Fitness Training

Why You Should Try PRIMAL POWER FITNESS:

  • Optimize your workout time
  • Ensure proper form / Learn how to MOVE efficiently and effectively
  • Exercise safely through correct form and adequate rest
  • Personalization
  • Motivation / Inspiration
  • Body fat loss
  • Lean muscle gain, and increased strength levels
  • Improved mobility
  • Enhanced athletic performance
  • Increase daily energy
  • Slow down the aging process
  • Access to a shared community and support system
  • & Most importantly – make an investment and commitment to Feel Better!

(Partially borrowed from Jonathan Goodman, CSCS, Personal Trainer Development Center)

My goal is to offer high-quality and enjoyable fitness training experiences in small and large group sessions. I would like to empower people to be healthier, and to sustain increased energy levels – by learning how to move in a more functional, efficient and athletic manner. I will endeavor to provide a unique and interesting workout experience, which will challenge each person according to their current level of fitness. Every session will be different and exciting, while keeping you and your body adjusting to various movements/exercises. You will use your own body weight, and a variety of fitness “toys-tools” – including some cutting-edge equipment that all will enjoy!

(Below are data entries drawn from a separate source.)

PR #10184, opened 2021-05-12
Break out the pre-commit hook into an explicit script

jbradberry:
##### SUMMARY

This means that

- we don't have to be always updating the underlying .git/hooks/pre-commit file
- updates to the logic will just work automatically
- the logic of the conditional invocation of black has been fixed so that AWX_IGNORE_BLACK=1 should work correctly now

##### ISSUE TYPE

 - Bugfix Pull Request

##### COMPONENT NAME

 - API

##### AWX VERSION

```

```

##### ADDITIONAL INFORMATION

```

```

### DIFF
--- a/pre-commit.sh
+++ b/pre-commit.sh
@@ -1,0 +1,8 @@
+#!/usr/bin/bash
+
+if [ -z $AWX_IGNORE_BLACK ]
+then
+        black --check $(git diff --cached --name-only --diff-filter=AM | grep -E '\.py') || \
+        (echo 'To fix this, run `make black` to auto-format your code prior to commit, or set AWX_IGNORE_BLACK=1' && \
+        exit 1)
+fi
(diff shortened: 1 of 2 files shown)


pre-commit.sh
```diff
@@ -0,0 +1,8 @@
+#!/usr/bin/bash
+
+if [ -z $AWX_IGNORE_BLACK ]
+then
+        black --check $(git diff --cached --name-only --diff-filter=AM | grep -E '\.py') || \
+        (echo 'To fix this, run `make black` to auto-format your code prior to commit, or set AWX_IGNORE_BLACK=1' && \
+        exit 1)
```
rebeccahhh, line 7: should we mention `git add` needs to be run after the `make black`?

AlanCoding (approved):
nice

pre-commit.sh
jbradberry: I lean towards probably not, since it is going to be explicitly run by the user and the fact that it will change files is (hopefully) understood.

Additionally, these group sessions will be now be 30-40 minutes in length, which will include training facets such as: mobility, core, power, strength, and high intensity interval training (HIIT). Much of the recent scientific research reaffirms the efficiency of the “minimum effective dose” theory; as it is known that we actually only need two such workouts per week to maintain and enhance overall fitness and health benefits. The practice of consistent and adequate rest/recovery periods is also vital; along with lower level “general daily movement” and or “cardio workouts” at a heart rate of 180 minus your age (walking, jogging, biking, swimming, hiking); and a little “sprinting” every once in a while. ** The premise it to make the hard workouts harder and briefer, and the easy workouts easier and longer.
Just because some is good doesn’t mean more is better.”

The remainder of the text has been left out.